In the dark, when the flares faded, each man found himself alone. How some of the Marines died will never be known. One was found propped up against a rock, a dead Communist soldier in front of him, their muzzles touching each other’s chests. Some Marines fought with their entrenching tools.

At 0300, H34 helicopters came in to extract the Recon Marines, but were forced off by heavy fire, and Howard was informed he would have to fight on until dawn. Shortly thereafter, he was hit in the back by a ricochet, losing the use of his legs. He came back strong on the radio, and for the rest of the night, he crawled from position to position, keeping his remaining Marines alert and encouraged.

The fire became more sporadic as the night waned. But the enemy was still out there, despite the litter of bodies and equipment all over the slopes of Nui Vu, Hill 488. They were dug in and gone to ground, still determined to wipe out Team 2.

Early that morning, Major William J. Goodsell attempted to fly in a medevac Huey, lured in by the lack of fire until his bird was hit by a storm of machine gun fire. His copilot, 1st Lt. Stephen Butler, was able to get the Huey under control, but Maj. Goodsell died of his wounds before he could reach the hospital.

Air support, unfettered by darkness now, swooped down in revenge. Another Huey was lost, but the air support destroyed the heavy machine guns that the North Vietnamese had been battering the hill with.

While they had been delayed by heavy fire, forced to circle for 45 minutes as jets cleared a landing zone, Charlie Company, 5th Marines, was en route, and as soon as they landed, they moved up the hill, clearing out resistance as they went. Howard and his men met them at the top, Howard warning 2nd Lt. Meyer to stay down because there were snipers still taking them under fire.

The surviving Recon Marines asked their brother Marines if they’d brought cigarettes.

Howard, despite his wounds, took charge, directing the defense of the hill. The fire on the slopes was still intense, and Charlie Company lost two Marines as they slowly secured the slopes. Howard’s Team 2 had lost six, and of the remaining 12, all were wounded. The North Vietnamese had left behind 42 dead and 19 weapons.

The six dead 1st Recon Battalion Team 2, Battle of Hill 488

  • Cpl Jerrald R Thompson, Navy Cross
  • LCpl John T Adams, Navy Cross
  • LCpl Alcadio N Mascarenas, Silver Star
  • PFC Ignatius Carlisi, Silver Star
  • PFC James O McKinney, Silver Star
  • PFC Thomas D Glawe, Silver Star

Other Casualties, Battle of Hill 488

The two dead of Charlie Company, 5th Marines:

  • 2nd Lt Ronald W Meyer, Silver Star
  • LCpl Terry P Redi

VMO-2 and VMO-6 each lost one:

  • Major William J Goodsell, VMO-6, Navy Cross
  • PFC Leo B Buckholdt, VMO-2

SSgt Jimmie Howard was subsequently awarded the Medal of Honor.

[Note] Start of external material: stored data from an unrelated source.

PR #15083, opened 2025-10-31
[IMP] update cheat sheet with accounting methods location

erjer-odoo:
clarification of where to configure Inventory valuation method


erjer-odoo:
@robodoo r+

PR #285, opened 2015-02-10
Add doc comment about compatibility

drbyte:


ajeh:
:+1:

texdc:
:+1: Note: `5.4` will be EOL by the end of the year.  It's best to move to `5.5` min asap (and update the code-base!).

Post-Vietnam War and retirement

Upon his return to the United States, he was assigned duty as Battalion Training Non-commissioned Officer, Service Company, Headquarters and Service Battalion, Marine Corps Recruit Depot, San Diego, California.

Howard retired from the Marine Corps on March 31, 1977, with the rank of first sergeant.

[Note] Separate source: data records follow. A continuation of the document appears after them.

PR #286, opened 2015-02-10
Update pwd compatibility layer to v1.0.4

drbyte:
Update pwd compatibility layer (from ircmaxell) to v1.0.4

(Will consider relocating package with other packages like aura, but as a separate commit.)


zcwilt:
:+1:

ajeh:
:+1:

Following his retirement, Howard lived in San Diego, California and worked for the local Veterans Affairs office.

Howard became involved in coaching/volunteering for Point Loma High School. He was a coach for the Point Loma High School football team which went undefeated in 1987 and won the San Diego Section CIF championship.

He was also a coach for the Point Loma High School football team which won the CIF championship again in 1991.

When asked why he liked coaching, Coach Howard stated the men he lost in combat were relatively the same age as the high school football players and it reminded him of them.

Jimmie E. Howard died on November 12, 1993, at his home in San Diego, California. He was buried in the Fort Rosecrans National Cemetery in San Diego.